> TASK ITEM: All of the data needs to be printed again, exactly as written.
* * *
PR #182, opened 2023-03-24
chore: Remove member variable optionals and fix warnings

nand4011:
Remove member variable and method argument optionals. Java optionals are sad compared to Kotlin's and provide no null guarantees, so it is valid to supply a method that takes an optional with a null.

Add a jsr305 dependency to get access to @Nonnull and @Nullable annotations.

Annotate the cache client constructor chain with @Nullable and @Nonnull. These are the only places where the sdk can throw an exception if nulls are provided.

Fix a few misc warnings.

### DIFF
--- a/momento-sdk/src/main/java/momento/sdk/CacheClient.java
+++ b/momento-sdk/src/main/java/momento/sdk/CacheClient.java
@@ -6,6 +6,8 @@ import java.nio.ByteBuffer;
 import java.time.Duration;
 import java.util.Optional;
 import java.util.concurrent.CompletableFuture;
+import javax.annotation.Nonnull;
+import javax.annotation.Nullable;
 import momento.sdk.messages.CacheDeleteResponse;
 import momento.sdk.messages.CacheGetResponse;
 import momento.sdk.messages.CacheIncrementResponse;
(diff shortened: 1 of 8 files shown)


momento-sdk/src/main/java/momento/sdk/CacheClient.java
* * *
> RESULT OF THE TASK:
PR #182, opened 2023-03-24
chore: Remove member variable optionals and fix warnings

nand4011:
Remove member variable and method argument optionals. Java optionals are sad compared to Kotlin's and provide no null guarantees, so it is valid to supply a method that takes an optional with a null.

Add a jsr305 dependency to get access to @Nonnull and @Nullable annotations.

Annotate the cache client constructor chain with @Nullable and @Nonnull. These are the only places where the sdk can throw an exception if nulls are provided.

Fix a few misc warnings.

### DIFF
--- a/momento-sdk/src/main/java/momento/sdk/CacheClient.java
+++ b/momento-sdk/src/main/java/momento/sdk/CacheClient.java
@@ -6,6 +6,8 @@ import java.nio.ByteBuffer;
 import java.time.Duration;
 import java.util.Optional;
 import java.util.concurrent.CompletableFuture;
+import javax.annotation.Nonnull;
+import javax.annotation.Nullable;
 import momento.sdk.messages.CacheDeleteResponse;
 import momento.sdk.messages.CacheGetResponse;
 import momento.sdk.messages.CacheIncrementResponse;
(diff shortened: 1 of 8 files shown)


momento-sdk/src/main/java/momento/sdk/CacheClient.java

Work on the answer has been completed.